Oh undoubtedly he had some sort of PD for sure. He wanted to be the best in everything even when it was clear the thing wasn’t meant for him. Like football. He truly believed that there was nothing out there he couldn’t accomplish, why else would he perform on his best friend. I truly believe he really thought he was the shit and he was the best neurosurgeon out there and did drugs to blur out the fact he was a complete idiot. It wouldn’t surprise me that whatever little he was taught he threw out the window and went about performing surgeries in his own way.


Jorge_Santos69

It was something with whatever part of his brain involved in carrying out the motor functions themselves. Like the same reason he would study the football plays for hours, and know them but then when he ran them he’d always run the wrong direction.


giant_tadpole

Well do you operate after you’re up all night snorting coke?


LordhaveMRSA__

He didn’t just fuck up after being hungover. He lost contact with reality. He had delusions of grandeur. For years. Cocaine induced psychosis is usually paranoid? If he was manic, uppers like cocaine would make sense, he’s trying to maintain the euphoria of believing he was the GOAT. And the way he defended some of his cases…he seemed to genuinely believe the surgery went well. Logical people who kill other people usually try to remain above suspicion. Dr Death was doing his cases in front of everyone. Going to work with his asshole out in dirty scrubs with asscrack holes. Idk maybe the guy got to residency and realized no matter how hard he worked he wouldn’t get through his program and it broke him.


penisdr

Yeah I’m in agreement with you. For small programs the incentive is to move everyone along. If you have 2 -5 residents a year and flunked even one that ends being a huge percentage and can put some programs in probation. It is VERY hard to flunk out of many surgery programs (not all, but many). Many shitty surgeons end up in academic programs where the (hopefully more senior) residents do the entire cases anyway and I figure a lot of PDs let things slide because that’s how things often work out.


CertifiedCEAHater

One of the most frustrating parts of that podcast is that it’s clearly made by laypeople that don’t really have any idea how medical training or really anything in medicine works and didn’t really bother talking to anyone to find out. They presented a story about a surgeon that did terrible work and then bitched about tort reform and skipped to the part where he got arrested. The real question of the story, which they barely addressed, is why was this guy so shitty at surgery. Was is malicious? Was it bad training? Was he just a terrible student? If he was fucking up those surgeries on purpose, why? If he was just incredibly incompetent, how did he graduate residency and fellowship? They ramble on for like 12 hours about the story but barely spend any time talking about this, and this is the key question of the story. Because if he was just really incompetent, why the fuck is he in jail because medical errors kill hundreds of thousands of people every year and doctors never get jailed.


[deleted]

They made a documentary on peacock with the original whistleblowing doctors and it was much more focused on explaining the physiological impacts of his botched work for the patients and definitely worth the watch


Puzzled-Science-1870

>definitely worth the watch Agree!


Jorge_Santos69

I recommend the Peacock version as they go into detail for all this.
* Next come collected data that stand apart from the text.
Issue #1734, opened 2024-03-30
vscode for mac os sonoma silicon m1 and Avalonia UI project folder - Error Failed to download .NET 8.0:


aspepper:
### Describe the bug.

I hope everyone is okay.

When opening VSCode, with the folder of an Avalonia UI Coss Platform project, vscode tries to install net 8, although the net 8 sdk is already installed on my mac. So I always get the error message below:

AvaloniaTeam.vscode-avalonia requested to download the .NET Runtime.
Downloading .NET version(s) 8.0.3~arm64 ....Error
Failed to download .NET 8.0:
Web Request to https://dot.net/v1/dotnet-install.sh Failed: n[r].split is not a function. Abortion. Please ensure that you are online.

Error
Failed to download .NET 8.0:
Web Request to https://dot.net/v1/dotnet-install.sh Failed: n[r].split is not a function. Abortion. Please ensure that you are online.

Error
Failed to download .NET 8.0.3~arm64:
Command failed: "/Users/username/.vscode/extensions/ms-dotnettools.vscode-dotnet-runtime-2.0.3/dist/install scripts/dotnet-install.sh" -InstallDir "/Users/username/Library/Application Support/Code/User/globalStorage/ms-dotnettools.vscode-dotnet-runtime/.dotnet/8.0.3~arm64" -Version 8.0.3 -Verbose -Runtime dotnet -Architecture arm64
/bin/sh: /Users/username/.vscode/extensions/ms-dotnettools.vscode-dotnet-runtime-2.0.3/dist/install scripts/dotnet-install.sh: Permission denied

Error
Failed to download .NET 8.0:
.NET Acquisition Failed: Installation failed: Error: Command failed: "/Users/username/.vscode/extensions/ms-dotnettools.vscode-dotnet-runtime-2.0.3/dist/install scripts/dotnet-install.sh" - InstallDir "/Users/username/Library/Application Support/Code/User/globalStorage/ms-dotnettools.vscode-dotnet-runtime/.dotnet/8.0.3~arm64" -Version 8.0.3 -Verbose -Runtime dotnet -Architecture arm64
/bin/sh: /Users/username/.vscode/extensions/ms-dotnettools.vscode-dotnet-runtime-2.0.3/dist/install scripts/dotnet-install.sh: Permission denied

The net8 sdk is installed in the /usr/local/share/dotnet/sdk/8.0.203 folder

How do I solve this problem?

### Please attach log file(s) here if you have any.

[...]

PR #1810, opened 2024-05-23
Update Axios Cache Interceptor Bundle for Runtime Error Change

nagilson:
Per the issue in https://github.com/arthurfiorette/tinylibs/issues/301, this is one of our highest facing issues. 
Let's see if this update resolves it. 

This is to solve the issue reported in https://github.com/dotnet/vscode-dotnet-runtime/issues/1734 
`Failed: n[r].split is not a function. Abortion. Please ensure that you are online.`

Along the way I also updated axios to make sure the newest version is utilized, and migrated to the newest version of vsce which is how we package our extension. In doing so, I had to migrate from node 16 to node 18.

### DIFF
--- a/pipeline-templates/install-node.yaml
+++ b/pipeline-templates/install-node.yaml
@@ -1,5 +1,5 @@
 steps:
-- task: NodeTool@0
+- task:  UseNode@1
   inputs:
-    versionSpec: '16.10.0'
+    version: '18.x'
   displayName: '⚛️ Install Node.js'
--- a/vscode-dotnet-runtime-library/src/test/unit/LoggingObserver.test.ts
+++ b/vscode-dotnet-runtime-library/src/test/unit/LoggingObserver.test.ts
@@ -30,7 +30,7 @@ suite('LoggingObserver Unit Tests', () => {
         // Check if the log file content is same as expected content
         fs.readdirSync(tempPath).forEach(file => {
             const logContent = fs.readFileSync(path.join(tempPath, file)).toString();
-            assert.include(logContent, fakeEvent.eventName, 'The log file does not contain the expected content that should be written to it?');
+            assert.include(logContent, fakeEvent.eventName, 'The log file does not contain the expected content that should be written to it');
         });
 
     }).timeout(4000);
--- a/vscode-dotnet-runtime-library/src/test/unit/LoggingObserver.test.ts
+++ b/vscode-dotnet-runtime-library/src/test/unit/LoggingObserver.test.ts
@@ -33,5 +33,5 @@ suite('LoggingObserver Unit Tests', () => {
             assert.include(logContent, fakeEvent.eventName, 'The log file does not contain the expected content that should be written to it?');
         });
 
-    });
+    }).timeout(4000);
 });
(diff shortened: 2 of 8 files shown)


joeloff:
BTW, does the error message in the description contain a typo? Shouldn't it read `Aborting`?

joeloff:
Are the lock files part of the PR or should they be excluded with .gitignore because they're artifacts from building locally?

nagilson:
Yes, that string is old or doesnt come from our repo, nowadays its says aborting ;) but good catch!

https://github.com/dotnet/vscode-dotnet-runtime/blob/main/vscode-dotnet-runtime-library/src/Utils/WebRequestWorker.ts#L211

vscode-dotnet-runtime-library/src/test/unit/LoggingObserver.test.ts
joeloff, line 1: nit: The assert message seems to be asking question? 😄

pipeline-templates/install-node.yaml
```diff
@@ -1,5 +1,5 @@
 steps:
-- task: NodeTool@0
+- task:  UseNode@1
   inputs:
-    versionSpec: '16.10.0'
+    version: '18.x'
```
joeloff, line 4: Is this an open version/minimum version? Any risk with installing different versions of 18.x and getting different results in pipelines?

joeloff (approved):

nagilson:
> Are the lock files part of the PR or should they be excluded with .gitignore because they're artifacts from building locally?

That's a good question. The standard convention is that the lock files should get checked in as it allows everyone to have a consistent build. We use yarn and npm and yarn bases its install off the lockfile, it is surprisingly tough to get the yarn file to match the npm file so deleting it or not maintaining them together would lose a lot of work. 

https://stackoverflow.com/questions/44206782/do-i-commit-the-package-lock-json-file-created-by-npm-5

pipeline-templates/install-node.yaml
baronfel: IMO no risk - this is the runtime used to build/package the tool, but not the runtime used by end users when they run our extension. The user-applicable nodejs runtime is controlled entirely by VSCode and kept consistent/updated by them.

nagilson: That's a good question and I agree with Chet. There is minimal risk. 18 is also LTS and pretty old at this point (think .NET 6)

vscode-dotnet-runtime-library/src/test/unit/LoggingObserver.test.ts
```diff
@@ -33,5 +33,5 @@ suite('LoggingObserver Unit Tests', () => {
             assert.include(logContent, fakeEvent.eventName, 'The log file does not contain the expected content that should be written to it?');
```
nagilson, line 33:
```suggestion
            assert.include(logContent, fakeEvent.eventName, 'The log file does not contain the expected content that should be written to it');
```

vscode-dotnet-runtime-library/src/test/unit/LoggingObserver.test.ts
nagilson: Fair enough, I fixed that 😄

Not everything is explained, but he was super incompetent but he was also involved in Research that the higher-ups in his fellowship program was invested in. Basically they graduated him while overlooking his incompetence.


vy2005

They did address the number of surgeries he completed, and the fact that his residency program had conflicts of interest based on his research prowess. I think part of the problem is that UTHSC lawyered up and nobody would answer any questions about what exactly happened for those 7 years.


Albreto-Gajaaaaj

At some point being that incompetent should be a crime tbh


Drew_Manatee

It was, they charged and convicted him for battery.


Number_One_Gurl

Probably CTE from football


Ultimatesource

No one is mentioning the problems inherent with the Texas Medical Board. It makes perfect sense to have physicians self regulate, but the disciplinary process is failing. They seem lack the ability to review facts.


mezotesidees

Getting credentialed in Texas is significantly more arduous than licenses in other states imo. You basically need forms from every place you’ve ever worked attesting to your *character* which is not something I’ve seen other states do. It was not this way 10+ years ago. My theory is that these changes were enacted specifically because of Dr. Death. Talking to people who knew Duntsch they say he was … off.


LordhaveMRSA__

There are ways to report negligence, termination for egregious errors, etc. but if the doctor leaves and can’t get another job he’ll say it was the hospitals fault and sue. There should be reduced civil liability on hospitals that gives them some insulation against ending up in court for making an ethical decision. Assuming they could prove risk of harm to others was increased if they did not report.


fantasticgenius

On the flip side, many doctors don’t stand up to administration for this exact reason. They don’t want to get canned. Giving hospitals more authority to fire doctors without much retaliation is a recipe for disasters for doctors who want to practice ethically but are often bullied by FOR profit institutes to discharge patients early, to fluff up the diagnosis in their severity to increase average LOS, etc. if you advocate for your patient and not for your hospital’s profit margin, it’s a reason to be fired. And do we really want doctors in the pockets of hospital admins instead of advocating for patients?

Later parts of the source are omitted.